While Miners Sink, Japan Rises
Quick: What's the world's fourth-biggest mining business?
If you named a company with a major listing in London, New York or Sydney, you're out of luck. Measured by the gross value of its mining and energy assets, Japan's Mitsubishi Corp. outstrips Rio Tinto and Anglo American:
The country's sogo shosha trading houses are somewhat opaque to outsiders and tend to fly below the radar. But Mitsubishi, Marubeni, Itochu and Toyota's captive trading house Toyota Tsusho comprise four of the 20 biggest companies on the Nikkei-225 by revenue. Sumitomo Metal this week bought a $1 billion slice of the Morenci copper mine from Freeport-McMoRan, in the biggest mining deal since July. With a slew of assets up for grabs as miners attempt to rebuild their balance sheets, it's time the trading houses emerged from the shadows.
The business model is quite straightforward: the sogo shosha worm themselves into every transaction being carried out by corporate Japan, clipping the ticket on each stage of the supply chain that links raw materials to manufacturing, transportation, and finished products.
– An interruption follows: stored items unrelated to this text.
PR #3535, opened 2019-02-22
Move to master all en.yml entries added so far to v2 and add more missing v2 translations

### LINKED ISSUE #3140: [Spree upgrade] Move Spree translations into the Spree namespace

### LINKED ISSUE #3452: [i18n] missing translations orders, bulk orders and subscriptions
Some translations missing in current BE instance (and thus some others too I guess?)

orders:
dashboard-orders-missing-translations

bulk orders:
dashboard-bulkorders-missing-translations

create new subscription step 3:
dashboard-new-subscription-step3-missing-translations

luisramos0:
#### What? Why?

Putting all v2 missing translations in master en.yml is harmless to master and will enable us to start translating things in transifex using the normal process. All these translations can then be merged back to 2-0-stable. One commit here is just moving things from 2-0-stable to master, the other one is adding new ones.

In the end, en.yml file in the 2-0-stable branch should be the same as master only with entry removals (there's only one entry deleted so far).

Closes #3140

#### What should we test?
v2 is now translated, we need to find if there are any other missing entries.
I have verified each of these entries locally (very boring task!!!)
It's important we use a language that is not translated in spree base translations so we test #3452 is fixed in v2. I have used fr_BE for tests.

#### Release notes
Changelog Category: Added
Added translation entries that will be used for OFN v2, so that translators can start the translation work.

It's part of the spree upgrade.

#### Dependencies
This fixes #3452 but only in v2.


luisramos0:
sorry to add stuff after your review @sauloperez  I just added one more commit with more things needed for v2 translations, it's just more en.yml entries.

mkllnk:
Should we do a sanity check for the merge to master? Not that we accidentally override another translation... Having a browse through the admin interface and trying to spot weird text would be good.

RachL:
@mkllnk @luisramos0 can you confirm that staging UK is enough? I don't need multilingual to test this, but I need a staging with English as a language option?

luisramos0:
yes, for now this can only be validated in English

RachL:
thank you @luisramos0 I navigated through (I think) all backoffice pages in both producer and super admin. I think we are good :) Moving this to ready to go

sauloperez:
Would you mind fixing the conflict first @luisramos0 ?

luisramos0:
thanks! done.

PR #3890, opened 2019-05-30
Add missing translation keys to the create product page

### LINKED ISSUE #1467: Rephrase error message in create new product
A user said they found this error message confusing... The term 'variant' is not very meaningful to users, so perhaps we should not use it in customer facing messages.
image

luisramos0:
Fixing the fields names displayed in error messages.

#### What? Why?

Closes #1467

Adds missing translations keys, not just the one in the issue but all the mandatory fields in the page.

#### What should we test?
Go to the new product page and click "create" without fillin in any fields. You should see the error message for all fields.

Additionally, there's an extra field called "unit name" that shows up when "unit size" is "items": go to new product page, select only unit size items and see the new field name translated. After that click "create" without filling in any other field, the error message should show "variant unit name" which is now a translatable string.

#### Release notes
Changelog Category: Fixed
Errors in the create product page are now translatable.

### DIFF
--- a/config/locales/en.yml
+++ b/config/locales/en.yml
@@ -33,7 +33,11 @@ en:
       spree/payment:
         amount: Amount
       spree/product:
-        primary_taxon: Product Category
+        primary_taxon: "Product Category"
+        supplier: "Supplier"
+        shipping_category_id: "Shipping Category"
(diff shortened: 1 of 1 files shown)


RachL:
Seems good to go as well!

image

image

image

Issue #3862, opened 2019-05-21
Product stays in the product lists even when out of stock


luisramos0:
## Description

Whenever a new order is placed and stock is updated the cache is not updated resulting on wrong stock displayed in the shopfront. Since the products cache is only used in the shopfront, all other parts of the app are not affected; they'll display correct stock level.

## Expected Behavior

The shopfront does not display products that are out of stock.

## Actual Behaviour

When you add an out of stock product into the cart, a modal pop ups telling it ran out of stock and then the product greys out forbidding you to purchase it.

## Steps to Reproduce

1. Disable on demand and add some stock to a variant
2. Place an order consuming all the stock available
3. Then, check the updated stock in the variant from the backoffice
4. Try placing a new order adding that same product

## Context

https://github.com/openfoodfoundation/openfoodnetwork/issues/3830#issuecomment-492970792

## Severity

bug-s3: a feature is broken but there is a workaround

## Your Environment

* Version used: v2.0.1
* OFN Platform instance where you discovered the bug: Katuma

## Possible Fix

Add the necessary cache refreshing logic for the new stock item model.

sauloperez:
Note to myself. We need to investigate if the following method needs updating:

https://github.com/openfoodfoundation/openfoodnetwork/blob/4afa0cdca1b66d42f32506f1d62d9fc54b15d33c/app/models/spree/variant_decorator.rb#L121-L136

PR #3891, opened 2019-05-31
Bring changes introduced in v2.0.1 into 2-0-stable

sauloperez:
#### What? Why?

As we want to prepare a v2.0.2 release with the fix for https://github.com/openfoodfoundation/openfoodnetwork/issues/3862 and https://github.com/openfoodfoundation/openfoodnetwork/issues/3830 in it, we need to update the branch `2-0-stable`, the one we'll use to iterate on v2, with the changes that we introduced in the [v2.0.1](https://github.com/openfoodfoundation/openfoodnetwork/releases/tag/v2.0.1) plus some previous commits. We should only keep this one branch and tidy things up before we commit any mistakes :see_no_evil: .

Most have operations in mining and energy, finance and real estate, infrastructure, logistics, chemicals, food and consumer goods. In the commodities field, they already have stakes in coal and iron ore mines, copper pits in Chile and Peru, gas fields in Australia and Indonesia, and even a Mozambican aluminum smelter.
In these times, the sogo shosha have a crucial advantage over the Western mining and energy companies that operate most of their assets: Thanks to their diversity, they can shrug off even a historic slump in commodity prices and keep paying their debts with earnings from non-resource divisions. Mitsubishi's net income has fallen just 14 percent since its 2011 peak, despite a 94 percent slump in earnings from its metals unit.
If you believe, like Mitsubishi, that the current weakness in commodity markets is temporary, the current distress in the sector represents a historic buying opportunity for a well-capitalized company.
And the ambition is certainly there: The company wants to double production volumes in coking coal and copper by 2020 and end up with half of its assets in the energy and metals divisions, from about 42 percent now. Whether you imagine Mitsubishi keeping its asset levels in a steady state or increasing them at the long-term growth rate, a back-of-the-envelope calculation suggests that target will require about 1.3 trillion yen ($11.5 billion) to 1.4 trillion yen in resources investments over the period.
Mitsui also forecasts 1 trillion yen to 1.4 trillion yen of free cash flow over the three fiscal years to March 2017, according to a 2014 company presentation. About 30 percent of that total will be set aside for dividends, but the lion's share of the remainder will go to energy and metals projects, according to the company. Sumitomo is ready to buy or build new mines to meet its target of doubling gold output by 2020, company President Yoshiaki Nakazato said this week.
The Bank of Japan's introduction of negative interest rates are helping these bullish objectives on multiple fronts. It's reducing borrowing costs that are already low thanks to the trading houses' business model: You can insure against a default by Marubeni, the big-five sogo shosha with the highest perceived risk, for almost a percentage point less than the most stable of the miners, BHP Billiton.
It's also providing an incentive to spend. Japanese corporates are sitting on about $3 trillion of cash earning a negative rate of return now, according to Bernstein analyst Paul Gait, and would be much better off deploying it in takeovers or investments. The market's perverse reaction to negative rates, which has driven the yen up 7.3 percent since the Jan. 29 announcement despite the lower yield on government debt, even makes overseas deals a bit cheaper.
What should they purchase? Miners haven't been particularly shy about stating which assets they want to shed: Anglo American is disposing of niobium, phosphate, nickel and iron ore; Vale is looking at options for its fertilizer and base metals businesses; BHP has lost interest in its nickel unit; and everyone would like to quit thermal coal.
Forget that. The Japanese can afford to be a bit more ambitious. Copper has some of the best long-term demand dynamics of all the base metals. In an ideal world, Freeport would be turning its back on its ill-timed foray into the oil and gas industry, but with $20 billion of debt on its balance sheet it didn't feel in a place to turn down Sumitomo's offer to buy 13 percent of the world's third-biggest copper mine.
That provides a template for the other sogo shosha. Mitsui has a bare 12 percent of the fifth-biggest copper pit, Chile's Collahuasi, with indebted Anglo American and Glencore holding 44 percent each. Glencore and Teck both have stakes in the sixth-biggest mine, Peru's Antamina, which could augment Mitsubishi's existing 10 percent stake. It's time for Japan's trading houses to live up to their names, seize the day, and start trading.